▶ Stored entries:
***

PR #1501, opened 2026-08-15
feat(scripts): backfill thumbnails for maps a browser never opened

ishiland:
## The gap

A map thumbnail has exactly one producer: the builder's client-side auto-capture in `use-builder-save.ts`. It fires on first load when `hasThumbnail` is false, crops the WebGL canvas to 400x250, and PUTs it to `/maps/{id}/thumbnail/`.

There is no server-side path, and **`seed-showcase.py` creates none** — it does not mention thumbnails at all.

So a map has a thumbnail if and only if a browser has opened it. On a seeded instance that splits in a way nobody intends:

| | opened by | thumbnail |
|---|---|---|
| public showcase maps | visitors, capture runs, QA | yes |
| private maps | only the owner, who is a seeding script | **never** |

That is the demo's symptom: private maps render a grey placeholder in the gallery indefinitely. The same cause left two *public* maps blank locally until someone happened to open them during a screenshot refresh.

## What this does

Lists the maps the credential can see, opens each one missing a thumbnail, and lets the app's own code path produce it. Nothing here fabricates an image or writes the column directly, so the result is byte-identical to a human opening the map.

```bash
GEOLENS_URL=https://demo.example.com \
GEOLENS_ADMIN_USERNAME=... GEOLENS_ADMIN_PASSWORD=... \
node scripts/backfill-map-thumbnails.mjs [--dry-run]
```

Two details worth noting:

- **Completion is polled, not slept on.** The upload is fire-and-forget inside the app, so its only observable effect is `thumbnail_url` flipping non-null. A fixed wait would either be too short on a slow map or waste time on every fast one.
- **Exits non-zero if any map is still missing one**, while still reporting how many landed, so a cron or CI caller notices without the run pretending it achieved nothing.

## Verification

Non-vacuous, against a live instance:

1. `--dry-run` on a fully-populated instance → "9 maps visible, 0 without a thumbnail. Nothing to do."
2. Nulled `thumbnail_uri` on a private map (`Private Embed Demo`) directly in the database.
3. Re-ran → detected exactly that one, opened it, `Filled 1/1`.
4. Confirmed the result is real rather than a blank frame: `200 image/jpeg`, **400x250**, stddev **26.3**.

## Scope

Deliberately not fixing the deeper gap, which is that thumbnail generation depends on a browser visiting at all. Doing it server-side is a larger change and overlaps #1486's work on compositing attribution into rendered images — both concern the same three outputs (thumbnail, OG image, PNG export). This script makes the current design survivable in the meantime.

### DIFF
--- a/scripts/backfill-map-thumbnails.mjs
+++ b/scripts/backfill-map-thumbnails.mjs
@@ -1,0 +1,159 @@
+#!/usr/bin/env node
+// backfill-map-thumbnails.mjs — give seeded maps the thumbnail they never got.
+//
+// WHY THIS EXISTS
+//
+// A map thumbnail has exactly one producer: the builder's client-side
+// auto-capture (`use-builder-save.ts`), which fires on first load when
+// `hasThumbnail` is false, crops the WebGL canvas to 400x250, and PUTs it to
+// /maps/{id}/thumbnail/. There is no server-side path, and `seed-showcase.py`
+// creates none — it never mentions thumbnails at all.
+//
+// So a map has a thumbnail if and only if a browser has opened it. That splits
+// a seeded instance in a way nobody intends:
+//
+//   public showcase maps  -> opened by visitors and capture runs -> have one
+//   private maps          -> only the owner can open them, and the owner is a
+//                            seeding script -> never get one, and the gallery
+//                            renders a grey placeholder forever
+//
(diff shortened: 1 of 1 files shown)


ishiland:
@codex review

ishiland:
@codex review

***

▶ Work task:
Return solely the number of lines in the data that include the word "visitors".

▶ Solution for this problem:
2